Eligibility Criteria:

  1. Healthy 18-45 year old female with singleton pregnancy, 20-34 weeks gestation, without ruptured membranes.
  2. Preterm labor defined as regular uterine contractions of at least 6/hour for ≥ 1 hour with ≥ 1cm of cervical dilation or ≤ 2.5cm cervical length or any documented cervical change from the initial pelvic exam.
  3. Cervical dilation not more than 4cm.
  4. Initiation of a tocolytic agent (e.g. magnesium sulfate, nifedipine, indomethacin) within the previous 72 hours.
  5. Pregnancy not conceived through in-vitro fertilization (IVF) due to the known higher rates of congenital defects associated with this procedure.30
  6. No placenta praevia or abruptio placentae or cervical cerclage.
  7. No intra-uterine growth restriction or non-reassuring fetal status.
  8. No known serious fetal malformations.
  9. No chorioamnionitis or medical/psychiatric/substance abuse comorbidity that may complicate the pregnancy or interfere with the subject's ability to comply with study procedures in the opinion of Dr.

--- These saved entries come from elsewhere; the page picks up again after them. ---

PR #2090, opened 2023-10-19
WB-1587.2: IconButton - Switch to pseudo-classes instead of JS style objects

jandrade:
## Summary:

Before we implement the Khanmigo theme, we need to make sure that we can support
pseudo-classes in our components. Now that browsers have caught up with better
support for buttons/links, we can switch from `ClickableBehavior` to
pseudo-classes. This is done to bring the following benefits:

- Allow browsers to handle these states via CSS (instead of relying on custom JS
logic).
- Some minimal performance improvements (but still improvements): no need to
re-render the component if these states change b/c CSS now handles that for us.
- Allow us to use Chrome DevTools to inspect the different states.
- Improved Storybook DX as it allow us to use an add-on to display different
states.

This PR is responsible for making these changes:

- Removed `ClickableBehavior` from `IconButton` and `IconButtonCore`.
- Reworked the `IconButton` component to use pseudo-classes instead of JS style
objects.
- Added the `storybook-addon-pseudo-states` package to be able to display
pseudo-classes in Storybook. This will be helpful for taking snapshots in
Chromatic.
- Removed the existing IconButton snapshots in favor of the new ones that
display pseudo-classes (via the pseudo-states addon).
- Modified the `secondary` and `tertiary` variants to remove the focus ring on
hover. This was a change requested by design.

NOTE: The next PR will introduce the khanmigo theme.

Issue: WB-1587

## Test plan:

Verify that the `IconButton` component still works as expected. Verify that the
new "All variants" stories look correct in all the different states (default,
hover, focus, active).


consistency-tests/__tests__/clickables.test.tsx
```diff
@@ -38,14 +38,13 @@ const IconButtonWrapper = (props: any) => (
 );
 
 describe.each`
-    Component            | name             | role
-    ${ActionItem}        | ${"ActionItem"}  | ${"menuitem"}
-    ${Button}            | ${"Button"}      | ${"button"}
-    ${ClickableWrapper}  | ${"Clickable"}   | ${"link"}
-    ${CompactCell}       | ${"CompactCell"} | ${"link"}
-    ${DetailCell}        | ${"DetailCell"}  | ${"link"}
-    ${IconButtonWrapper} | ${"IconButton"}  | ${"link"}
```
jandrade, line 47: **note:** The relevant tests have now been moved to `icon-button.test.tsx`. Note that I removed the `window.open` test as we no longer require to test this with `IconButton` because we let the browser handle this for us, so there's no need to test implementation details in that case from now on.

packages/wonder-blocks-icon-button/src/components/icon-button-core.tsx
```diff
@@ -149,7 +134,7 @@ const IconButtonCore: React.ForwardRefExoticComponent<
                 <StyledButton
                     type="button"
                     {...commonProps}
-                    disabled={disabled}
+                    aria-disabled={disabled}
```
jandrade, line 137: **note:** Changed from `disabled` to `aria-disabled` to match what we do with other clickable components (allowing to focus on disabled interactive elements to allow Screen Readers to detect these elements).

See: https://css-tricks.com/making-disabled-buttons-more-inclusive/

packages/wonder-blocks-icon-button/src/components/icon-button.tsx
```diff
@@ -173,56 +171,28 @@ export const IconButton: React.ForwardRefExoticComponent<
...
     } = props;
-    const renderClickableBehavior = (router: any): React.ReactNode => {
-        const ClickableBehavior = getClickableBehavior(
-            href,
-            skipClientNav,
-            router,
-        );
 
-        return (
-            <ClickableBehavior
```
nishasy, line 191: YAYYYYY

nishasy (approved):
Very cool!! I'm so excited for this!

consistency-tests/__tests__/clickables.test.tsx
jandrade: ah I meant about the `IconButtonWrapper` part :). All the other tests for other clickable elements will remain here.

You can see the tests copied to icon-button here: https://github.com/Khan/wonder-blocks/pull/2090/files/753c9ebc30f9ea81fb1494644abd5d0e434e8f74#diff-281fe82fd57699c210462f743c18eb5434a47b22ef793de121d7151dce6f5bdeR165

nishasy: I see, thanks!

jandrade:
The parent pull-request ([#2087](https://github.com/Khan/wonder-blocks/pull/2087)) has been merged into `main`, but this branch (`theming-icon-button-2`) now has conflicts with the new base branch. These conflicts must be resolved before checks can complete on this pull-request.

PR #2096, opened 2023-10-21
Accordion animations!

nishasy:
## Summary:
Add animations to accordion if `includeAnimation` prop
is set to true.

Animations are done using grid layout because it's
smooth and more performant than using transitions
with height or max-height.

TBD: performance metrics in webapp with this implementation

## Test plan:
`yarn jest packages/wonder-blocks-accordion/src/components/__tests__/accordion.test.tsx`
`yarn jest packages/wonder-blocks-accordion/src/components/__tests__/accordion-section.test.tsx`
`yarn jest packages/wonder-blocks-accordion/src/components/__tests__/accordion-section-header.test.tsx`

Storybook
http://localhost:6061/?path=/story/accordion-accordion--with-animation


packages/wonder-blocks-accordion/src/components/accordion.tsx
```diff
@@ -60,6 +60,15 @@ type Props = AriaProps & {
...
     cornerKind?: AccordionCornerKindType;
+    /**
+     * Whether to include animation on the header. This should be false
+     * if the user has `prefers-reduced-motion` opted in. Defaults to false.
+     *
+     * If this prop is specified both here in the Accordion and within
+     * a child AccordionSection component, the Accordion’s includeAnimation
+     * value is prioritized.
+     */
+    includeAnimation?: boolean;
```
kevinbarabash, line 71: **suggestion (non-blocking):** I think `animated?: boolean` might fit better with existing boolean props in other components such as `opened`.

packages/wonder-blocks-accordion/src/components/accordion-section.tsx
```diff
@@ -227,32 +251,51 @@ const AccordionSection = React.forwardRef(function AccordionSection(
...
+        gridTemplateRows: "min-content 1fr",
+    },
     contentWrapper: {
+        overflow: "hidden",
+    },
+    conentWrapperCollapsed: {
+        // Make sure screen readers don't read the content when it's
+        // collapsed.
+        visibility: "hidden",
+    },
```
kevinbarabash, line 296: **suggestion:** this style should be applied after the animation completes.  Currently, it gets applied at the start which causes the contents to pop out of existence.

packages/wonder-blocks-accordion/src/components/__tests__/accordion.test.tsx
```diff
@@ -359,6 +359,32 @@ describe("Accordion", () => {
...
+            {wrapper: RenderStateRoot},
+        );
+
+        // Act
+        const sectionHeader = screen.getByTestId("section-header-test-id");
+
+        // Assert
+        expect(sectionHeader).toHaveStyle({
+            transition: "border-radius 300ms",
+        });
```
kevinbarabash, line 385: **suggestion (non-blocking):** Could you leave a comment about why this assertion verifies what the test's title says it's testing?

kevinbarabash (commented):
This is looking pretty good.  There's a slight issue with the content disappearing before a section is finished the collapse animation.  I think it's worth creating a test with more content in the sections so it's easier to see this when manually testing.  Also, you may also want to test what happens if the user clicks on the header again before the animation completes.  This admittedly hard to do because the duration is so short so you may need to temporarily make it longer.  This is just to verify that the accordion doesn't get it a bad state if you click the header before the animation completes.

packages/wonder-blocks-accordion/src/components/accordion.tsx
jandrade: That's a good point @kevinbarabash, I was thinking about using something like this as well.

packages/wonder-blocks-accordion/src/components/accordion-section.tsx
nishasy: Oh sorry! This isn't the correct approach. Let me push that really quickly.

packages/wonder-blocks-accordion/src/components/accordion.tsx
```diff
@@ -60,6 +60,15 @@ type Props = AriaProps & {
      * value is prioritized.
      */
     cornerKind?: AccordionCornerKindType;
+    /**
+     * Whether to include animation on the header. This should be false
+     * if the user has `prefers-reduced-motion` opted in. Defaults to false.
+     *
+     * If this prop is specified both here in the Accordion and within
+     * a child AccordionSection component, the Accordion’s animated
```
nishasy, line 68: I actually think we're gonna change all these props so that the AccordionSection's props are prioritized. I'll add this in the following PR.

__docs__/wonder-blocks-accordion/accordion.stories.tsx
```diff
@@ -221,6 +276,134 @@ export const WithInitialExpandedIndex: StoryComponentType = {
     },
 };
 
+/**
+ * An Accordion can be animated using the `animated` prop. This
+ * animation includes the caret, the expansion/collapse, and the last
+ * section's border radius. In this example, animated accordions with
+ * different corner kinds are shown to demonstrate the border radius transition,
+ * as well as accordions with \`allowMultipleExpanded\` set to \`false\`, and
```
jandrade, line 284: **nit:**
```suggestion
 * as well as accordions with `allowMultipleExpanded` set to `false`, and
```

packages/wonder-blocks-accordion/src/components/accordion-section.tsx
```diff
@@ -227,32 +251,51 @@ const AccordionSection = React.forwardRef(function AccordionSection(
...
+                )}
+            </View>
         </View>
     );
 });
 
 const styles = StyleSheet.create({
     wrapper: {
-        flexDirection: "column",
+        // Use grid layout for clean animations.
```
jandrade, line 276: **praise:** Thanks for adding this context here.

__docs__/wonder-blocks-accordion/accordion-section.stories.tsx
```diff
@@ -371,6 +414,29 @@ export const CornerKinds: StoryComponentType = {
...
+ *
+ * If the user has `prefers-reduced-motion` opted in, this animation should
+ * be disabled. This can be done by passing `animated={false}` to
+ * the AccordionSection.
+ *
+ * If `animated` is specified both here in the AccordionSection
+ * and within a parent Accordion component, the Accordion's
+ * `animated` value is prioritized.
+ */
+export const WithAnimation: StoryComponentType = {
```
jandrade, line 430: **suggestion:** Disable this chromatic snapshot as we cannot visually test this in chromatic.

__docs__/wonder-blocks-accordion/accordion.stories.tsx
```diff
@@ -221,6 +276,134 @@ export const WithInitialExpandedIndex: StoryComponentType = {
...
+ *
+ * If the user has `prefers-reduced-motion` opted in, this animation should
+ * be disabled. This can be done by passing `animated={false}` to
+ * the Accordion.
+ *
+ * If `animated` is specified both here in the Accordion
+ * and within a child AccordionSection component, the Accordion's
+ * `animated` value is prioritized.
+ */
+export const WithAnimation: StoryComponentType = {
```
jandrade, line 295: **suggestion:** Disable this chromatic snapshot as we cannot visually test this in chromatic.

__docs__/wonder-blocks-accordion/accordion.stories.tsx
```diff
@@ -282,9 +465,60 @@ SingleSection.parameters = {
     },
 };
 
+/**
+ * This is an example of an Accordion with many sections, as well as
+ * a lot of content within each section.
+ */
+export const LongSections: StoryComponentType = {
```
jandrade, line 472: **suggestion:** Disable this chromatic snapshot as we cannot visually test this in chromatic.

jandrade (approved):
LGTM! The animations look really smooth! 👏. Left some comments to disable the new stories in Chromatic for you to change before landing.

Guttuso or the subject's obstetrician.
  10. No history of suicide attempt. No suicidal thoughts over past 6 months.
  11. Not currently receiving gabapentin, pregabalin, progesterone or a known teratogenic medication and no known allergy to gabapentin therapy.

Information from the National Library of Medicine

To learn more about this study, you or your doctor may contact the study research staff using the contact information provided by the sponsor.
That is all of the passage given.